[Saved data entries]
PR #7774, opened 2018-01-25
show -fPIC on all relevant platforms

MartinNowak:
- it's always enabled on OSX, so no need to add the flag there


MartinNowak:
Interesting, if you edit the labels while the bot removes some, you'll readd them on submit. Weird conflict resolution by github, but anyhow.

JinShil (approved):

PR #7777, opened 2018-01-25
Add ddoc for -i

marler8997:


src/dmd/cli.d
```diff
@@ -314,7 +314,42 @@ dmd -cov -unittest myprog.d
             "same as -i=-std,-core,-etc,-object"
         ),
         Option("i=[-]<pattern>,[-]<pattern>,...",
-            "include/exclude imported modules whose name matches one of <pattern>"
+            "include/exclude imported modules whose name matches one of <pattern>",
+            `this option enables "include import" mode, where the compiler will
```
wilzbach: While the dlang.org script will capitalize the first word automatically, I think it's still good to do here too (to avoid confusion etc.).

src/dmd/cli.d
```diff
@@ -314,7 +314,42 @@ dmd -cov -unittest myprog.d
...
+             include imported modules in the compilation, as if they were given
+             on the command line.
+
+             Determining which modules to include is based on a set of "module patterns".
+             These patterns are optionally included after the "-i=" option as a comma
+             separated list.  A pattern matches any module whose fully qualified name
```
wilzbach: Double whitespace

src/dmd/cli.d
```diff
@@ -314,7 +314,42 @@ dmd -cov -unittest myprog.d
...
+             starts with the pattern. The pattern "foo.bar" matches all modules in the
+             "foo.bar" package, such as "foo.bar" itself, "foo.bar.baz" or even
+             "foo.bar.package".  Note that matching is based on the full component name so
+             "foo.bar" would not match a module named "foo.barx".
+
+             The presence of the "-" prefix in a module pattern indicates that matching-modules
+             should be excluded from compilation.  Patterns without this indicate that
```
wilzbach: double ws

src/dmd/cli.d
```diff
@@ -314,7 +314,42 @@ dmd -cov -unittest myprog.d
...
+
+             The default behavior to include modules or exclude them is based on whether the user
+             has provided any "inclusionary" module patterns.  If no patterns are given, or they
+             are all exclusionary, then modules that don't match any pattern will be included
+             by default.  However, if at least one "inclusionary" module pattern is given, then
+             modules that don't match any pattern will be excluded by default.  Should the user
+             want to override this behavior, they can use the special "." pattern to "include by
+             default" or "-." to "exclude by default".
+
+             Note: multiple "-i=..." options is allowed, each one just adds more patterns.`
```
wilzbach: are

wilzbach: Avoid "just" as it colloquial.

src/dmd/cli.d
```diff
@@ -314,7 +314,42 @@ dmd -cov -unittest myprog.d
...
         ),
         Option("i=[-]<pattern>,[-]<pattern>,...",
-            "include/exclude imported modules whose name matches one of <pattern>"
+            "include/exclude imported modules whose name matches one of <pattern>",
+            `this option enables "include import" mode, where the compiler will
+             include imported modules in the compilation, as if they were given
+             on the command line.
+
+             Determining which modules to include is based on a set of "module patterns".
+             These patterns are optionally included after the "-i=" option as a comma
```
wilzbach: How about using a [delimited string](https://dlang.org/spec/lex.html#delimited_strings) and use back-ticks for command line things like `-i=`?

src/dmd/cli.d
```diff
@@ -314,7 +314,42 @@ dmd -cov -unittest myprog.d
...
+             "foo.bar" would not match a module named "foo.barx".
+
+             The presence of the "-" prefix in a module pattern indicates that matching-modules
+             should be excluded from compilation.  Patterns without this indicate that
+             matching-modules should be included in compilation.
+
+             Note that along with the module patterns given by the user, there is a standard
+             set of exclusionary module patterns that are always used, namely:
+                "-std,-core,-etc,-object"
+             Note that these can be overriden (i.e. -i=std,core,etc,object).
```
wilzbach: Double "Note", maybe "However" ?

src/dmd/cli.d
```diff
@@ -314,7 +314,42 @@ dmd -cov -unittest myprog.d
...
+
+             Since module patterns can either be inclusionary or exclusionary, a priority
+             must be established to handle the case where a module matches multiple patterns.
```
wilzbach: I think typically the motivation for a feature isn't stated in its CLI docs.
@ others agree or disagree?

src/dmd/cli.d
```diff
@@ -314,7 +314,42 @@ dmd -cov -unittest myprog.d
...
+             starts with the pattern. The pattern "foo.bar" matches all modules in the
+             "foo.bar" package, such as "foo.bar" itself, "foo.bar.baz" or even
+             "foo.bar.package".  Note that matching is based on the full component name so
+             "foo.bar" would not match a module named "foo.barx".
+
+             The presence of the "-" prefix in a module pattern indicates that matching-modules
+             should be excluded from compilation.  Patterns without this indicate that
+             matching-modules should be included in compilation.
+
+             Note that along with the module patterns given by the user, there is a standard
```
wilzbach: The style of addressing the user as "the user" is completely new and doesn't appear anywhere at https://dlang.org/dmd.html

I think sth. like this would fit better with the existing style:

> The standard set of exclusionary module patterns is "-std,-core,-etc,-object" and can be overridden with i.e. -i=std,core,etc,object).

src/dmd/cli.d
```diff
@@ -314,7 +314,42 @@ dmd -cov -unittest myprog.d
...
+             A pattern's priority is determined by it's component length, where more components
+             means higher priority, i.e. foo.bar.baz is a higher priority match than foo.bar.
+
+             The default behavior to include modules or exclude them is based on whether the user
+             has provided any "inclusionary" module patterns.  If no patterns are given, or they
+             are all exclusionary, then modules that don't match any pattern will be included
+             by default.  However, if at least one "inclusionary" module pattern is given, then
+             modules that don't match any pattern will be excluded by default.  Should the user
+             want to override this behavior, they can use the special "." pattern to "include by
+             default" or "-." to "exclude by default".
```
wilzbach: This paragraph is a bit too complicated for what it tries to tell. How about:

> By default modules that don't match any pattern will be included.
> However, if at least one inclusionary module pattern is given, then modules that don't match any pattern will be excluded.
> This can be overridden by `-i=-.` (exclude by default) or `-i=.` (include by default).

wilzbach:
Oh and congrats to submitting 7777 :four_leaf_clover:  :1st_place_medal:

src/dmd/cli.d
```diff
@@ -314,7 +314,37 @@ dmd -cov -unittest myprog.d
             "same as -i=-std,-core,-etc,-object"
         ),
         Option("i=[-]<pattern>,[-]<pattern>,...",
-            "include/exclude imported modules whose name matches one of <pattern>"
+            "include/exclude imported modules whose name matches one of <pattern>",
+            q"{$(P Enables "include imports" mode, where the compiler will include imported
+	     modules in the compilation, as if they were given on the command line.)
```
timotheecour: > as if they were given on the command line

there seems to be subtle differences: are these a feature or a bug? should they be documented here?
```
main.d:
import foo.fun;
foo/fun.d:
```
dmd -i -o- main.d
#ok
dmd -o- main.d foo/fun.d
Error: module fun from file foo/fun.d must be imported with 'import fun;'

NOTE: if we add `module foo.fun;` to foo/fun.d the problem goes away
NOTE: if we add `module asdf.fun;` to foo/fun.d, `dmd -i` accepts the code but should not. This one is a clear bug.

src/dmd/cli.d
```diff
@@ -314,7 +314,37 @@ dmd -cov -unittest myprog.d
...
+
```
timotheecour: another subtle difference, again not clear if feature or bug but should be documented:

```
dmd -od=generated -op -c -Ifoo foo/fun1.d foo/bar/fun4.d foo/main.d
dmd -od=generated_i -op -c -i -Ifoo foo/main.d
```

```
foo/main.d: void main(){import bar.fun4; import fun1;}
foo/fun1.d:
foo/bar/fun4.d:module bar.fun4;
```

```
├── generated
│   └── foo
│       ├── bar
│       │   └── fun4.o
│       ├── fun1.o
│       └── main.o
├── generated_i
│   ├── bar
│   │   └── fun4.o
│   ├── foo
│   │   └── main.o
│   └── fun1.o

```

timotheecour (commented):
bugs or features? need doc

src/dmd/cli.d
marler8997: yeah looks like a bug, I"ll see if I can fix this one

src/dmd/cli.d
marler8997: bug

marler8997: Fix here: https://github.com/dlang/dmd/pull/7778

src/dmd/cli.d
```diff
@@ -314,7 +314,37 @@ dmd -cov -unittest myprog.d
...
-            "include/exclude imported modules whose name matches one of <pattern>"
+            "include/exclude imported modules whose name matches one of <pattern>",
+            q"{$(P Enables "include imports" mode, where the compiler will include imported
+             modules in the compilation, as if they were given on the command line.)
+
+             $(P Determining which modules to include is based on a set of "module patterns".
+             These patterns are optionally included after `-i=` as a comma separated list.
+             A pattern matches any module whose fully qualified name starts with the pattern.
+             The pattern "foo.bar" matches all modules in the `foo.bar` package, such as
+             "foo.bar" itself, "foo.bar.baz" or even "foo.bar.package". Note that each component
```
wilzbach: As you escape package names below, I would do it here too for the sake of consistency.

src/dmd/cli.d
```diff
@@ -314,7 +314,37 @@ dmd -cov -unittest myprog.d
...
+             of the fully qualified name must match completely, so the pattern "foo.bar" would
+             not match a module named `foo.barx`.)
+
+             $(P The presence of the "-" prefix in a module pattern indicates that matching-modules
+             should be excluded from compilation. Patterns without this indicate that
+             matching-modules should be included in compilation.)
```
wilzbach: Why so you use a hyphen here?

src/dmd/cli.d
```diff
@@ -314,7 +314,37 @@ dmd -cov -unittest myprog.d
...
+
+             $(P Along with the module patterns supplied, there is a standard set of exclusionary
+             patterns that are always included:
+                "-std,-core,-etc,-object"
+             Note that these can be overriden (i.e. -i=std,core,etc,object).)
```
wilzbach: For consistency: use backticks

src/dmd/cli.d
```diff
@@ -314,7 +314,37 @@ dmd -cov -unittest myprog.d
...
+             of the fully qualified name must match completely, so the pattern "foo.bar" would
+             not match a module named `foo.barx`.)
+
+             $(P The presence of the "-" prefix in a module pattern indicates that matching-modules
+             should be excluded from compilation. Patterns without this indicate that
+             matching-modules should be included in compilation.)
+
+             $(P Along with the module patterns supplied, there is a standard set of exclusionary
+             patterns that are always included:
+                "-std,-core,-etc,-object"
```
wilzbach: You use backticks for CLI arguments above.

wilzbach (commented):
There is still a bit of an inconsistency between backticks and quotes which I assume to look a bit weird on the rendered docs, apart from that it looks really good. Thanks!

src/dmd/cli.d
marler8997: I was attempting to escape package names, but not module patterns...there are other places in the help where module patterns are quoted, but I thought that package names themselves should definitely be escaped.  looking at the final generated docs will likely indicate which method looks the best.

JinShil:
@wilzbach Why isn't this showing up in DAutoTest's rendered docs?

marler8997:
I think we're waiting on this: https://github.com/dlang/dlang.org/pull/2068

wilzbach:
As https://github.com/dlang/dlang.org/pull/2068 is in, I rebased this PR to restart DAutoTest.

marler8997:
Hmmm, the `-i=[-]<pattern>,[-]<pattern,..` doesn't seem to show up correctly.  Maybe commas are messing it up?

marler8997:
Yeah I think it's the comma.  I think the dlang.org generator needs to be modified to handle commas in the `flag` field.

marler8997:
Looks like https://github.com/dlang/dlang.org/pull/2188 did the trick.  This PR should be ready for merge.

JinShil (approved):

src/dmd/cli.d
```diff
@@ -314,7 +314,37 @@ dmd -cov -unittest myprog.d
...
+             not match a module named `foo.barx`.)
+
+             $(P The presence of the `-` prefix in a module pattern indicates that matching modules
+             should be excluded from compilation. Patterns without this indicate that
+             matching-modules should be included in compilation.)
+
+             $(P Along with the module patterns supplied, there is a standard set of exclusionary
+             patterns that are always included:
+                `-std,-core,-etc,-object`
+             Note that these can be overriden (i.e. `-i=std,core,etc,object`).)
```
wilzbach: I think this needs a new line or at least a dot:
image
Also you use "Note:" later (with colon) - consistency and all ;-)

wilzbach (approved):
LGTM module nits.

marler8997:
Wait for https://github.com/dlang/dmd/pull/7857 before commit this one.  If that one gets accepted then it will change this one a bit.

marler8997:
Walter has merged #7857 so I've reworded this one a bit...

src/dmd/cli.d
```diff
@@ -310,11 +310,32 @@ dmd -cov -unittest myprog.d
...
+             
+             $(P When a module matches multiple patterns, matches are prioritized by their component length, where
+             a match with more components takes priority (i.e. pattern `foo.bar.baz` has priority over `foo.bar`).)
+
+             $(P By default modules that don't match any pattern will be included. However, if at
+             least one inclusive pattern is given, then modules not matching any pattern will
+             be excluded. This behavior can be overriden by usig `-i=.` to include by default or `-i=-.` to
+             exclude by default.)
+
+             $(P Note that multiple `-i=...` options are allowed, each one adds more patterns.)}"
```
wilzbach: How about: each one adds a pattern?

Though, I think now you can even remove this last paragraph completely as you have a few examples of multiple arguments in the paragraphs before.

src/dmd/cli.d
```diff
@@ -310,11 +310,32 @@ dmd -cov -unittest myprog.d
...
+             of the form `-i=-<package>` is an "exclusive pattern". Inclusive patterns will include
+             all module's whose names match the pattern, whereas exclusive patterns will exclude them.
+             For example. all modules in the package `foo.bar` can be included using `-i=foo.bar` or excluded
+             using `-i=-foo.bar`. Note that each component of the fully qualified name must match the
+             pattern completely, so the pattern `foo.bar` would not match a module named `foo.barx`.)
+
+             $(P The default behavior of excluding druntime/phobos is accomplished by internally adding a
+             set of standard exclusions, namely, `-i=-std -i=-core -i=-etc -i=-object`. Note that these
+             can be overriden with `-i=std -i=core -i=etc -i=object`.)
+
```
wilzbach: file 'dmd/cli.d' contains trailing whitespace at line 329

JinShil:
It looks like this is causing the semaphore failure:

> ../dmd/generated/linux/release/32/dmd -conf= -I../druntime/import  -w -de -dip25 -m32 -fPIC -transition=complex -O -release -unittest -version=StdUnittest -c -ofgenerated/linux/release/32/unittest/std/base64.o std/base64.d
src/rt/tracegc.d(43): Deprecation: The delete keyword has been deprecated.  Use object.destroy() instead.

I don't understand why this wasn't caught by the test suite in #7342.

marler8997:
Are you sure that's the cause of the failure?  It looks like it was a unit test failure in `std.datetime`.
```
****** FAIL release64 std.datetime.stopwatch
core.exception.AssertError@std/datetime/stopwatch.d(452): unittest failure
----------------
??:? _d_unittestp [0x20b672a1]
??:? nothrow @safe void std.datetime.stopwatch.__unittest_L442_C15() [0x205bfe83]
??:? void std.datetime.stopwatch.__modtest() [0x205c0314]
??:? [0x4014ab]
??:? [0x4013e3]
??:? [0x4012bb]
??:? runModuleUnitTests [0x20b67ddd]
??:? void rt.dmain2._d_run_main(int, char**, extern (C) int function(char[][])*).runAll() [0x20b85558]
??:? void rt.dmain2._d_run_main(int, char**, extern (C) int function(char[][])*).tryExec(scope void delegate()) [0x20b854e3]
??:? _d_run_main [0x20b8544e]
??:? [0x4017cb]
??:? __libc_start_main [0x217bef44]
make[1]: *** [unittest/std/datetime/stopwatch.run] Error 1
0.203s PASS release64 std.datetime
stderr test, please ignore
6.569s PASS release64 std.process
3.202s PASS release64 std.datetime.systime
make[1]: Leaving directory `/home/runner/phobos'
make: *** [unittest-release] Error 2
make: Leaving directory `/home/runner/phobos'
```

changelog/includeimports.dd
```diff
@@ -6,4 +6,4 @@ $(CONSOLE dmd -i=foo -i=-foo.bar)
 
 The option -i by itself is equivalent to:
 
-$(CONSOLE dmd -i=-std,-core,-etc,-object)
+$(CONSOLE dmd -i=-std -i=-core -i=-etc -i=-object)
```
wilzbach: We probably need to cherry-pick this to `stable`.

**ACTIVITY:** Copy all lines above where "about" is present.

**ANSWER TO THIS PROBLEM:**
wilzbach: How about using a [delimited string](https://dlang.org/spec/lex.html#delimited_strings) and use back-ticks for command line things like `-i=`?
wilzbach: This paragraph is a bit too complicated for what it tries to tell. How about:
wilzbach: How about: each one adds a pattern?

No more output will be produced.